Descubrí en la pared una pequeña puerta de madera. Giré el pomo con sumo cuidado y la abrí. Se trataba de un pasadizo mohoso, mal iluminado y de un metro ochenta de altura, bordeado por la parte superior por una serie de ventanucos que se abrían con manivela; algunos estaban abiertos y por ellos entraba luz artificial. El suelo estaba enmoquetado y olía a polvo. Seguí avanzando, todavía a gatas, ahora tirando del bolso. Lo único que rompía el silencio era el ritmo de mi respiración jadeante.

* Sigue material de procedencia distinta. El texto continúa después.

PR #1541, opened 2024-08-14
[postfix] update entrypoint.sh to remove syslogd dependency

Priyankasaggu11929:
PR updates the entrypoint for postfix container image with (upstream) changes in https://github.com/thkukuk/containers-mailserver/commit/11d144f9fa673fada91786f5d457f17189bdacc8, which fixes:

```
 /entrypoint/entrypoint.sh: line 411: /usr/sbin/syslogd: No such file or directory
 ``` 

Following above change, another error is introduced:

```
/usr/lib/postfix/bin//postfix-script: line 400: cmp: command not found
```

which will be addressed by SR (postfix package): https://build.opensuse.org/request/show/1192813

### DIFF
--- a/src/bci_build/package/postfix/entrypoint/entrypoint.sles.sh
+++ b/src/bci_build/package/postfix/entrypoint/entrypoint.sles.sh
@@ -166,7 +166,6 @@ setup_submission() {
 	echo "Enable submission port"
 
 	echo "submission inet n       -       n       -       -       smtpd" >> /etc/postfix/master.cf
-	echo " -o syslog_name=postfix/submission" >> /etc/postfix/master.cf
 
 	if [ "${SMTPD_USE_TLS}" -eq "1" ]; then
 	    echo " -o smtpd_tls_security_level=encrypt" >> /etc/postfix/master.cf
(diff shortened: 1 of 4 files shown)

### CODE REVIEW

File: src/bci_build/package/postfix/entrypoint/entrypoint.sles.sh [hunk 1]
```diff
@@ -427,11 +418,5 @@ configure_postfix
...
-if [ "$1" = 'postfix' ]; then
-    start_daemons "$@"
-    echo "postfix running and ready"
-    echo "[info] refer to postfix manual pages at https://www.postfix.org/postfix-manuals.html"
-    sleep infinity & wait $!
-else
-    exec "$@"
-fi
+exec "$@"
+echo "[info] refer to postfix manual pages at https://www.postfix.org/postfix-manuals.html"
```
thkukuk, line 422: This line will never be executed due to the exec before.

thkukuk (changes requested):

src/bci_build/package/postfix/entrypoint/entrypoint.sles.sh
dirkmueller: I swapped the two statements.

dirkmueller (approved):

Me volví para cerrar la puerta, me acerqué reptando a la ventana más próxima y me enderecé con cautela. Abajo había una de esas salas que se destinan a banquetes y reuniones concurridas. La alfombra estaba decorada con un infinito dibujo a base de flores de lis, azul metálico sobre fondo gris. En el centro podía ponerse una serie de puertas de corredera para dividir la sala en dos. Del techo colgaban ocho arañas separadas por distancias regulares que parecían racimos de estalactitas y apenas daban luz. En la circunferencia que trazaban los bordes del techo, la cenefa continua de ventanucos con cristal de espejo ocultaba el pasadizo en que me encontraba. Miré por encima del hombro. En la semioscuridad distinguí los aparatosos paneles del sistema de iluminación que sin duda se ponía en funcionamiento en ocasiones especiales, reflectores y focos con filtros de varios colores.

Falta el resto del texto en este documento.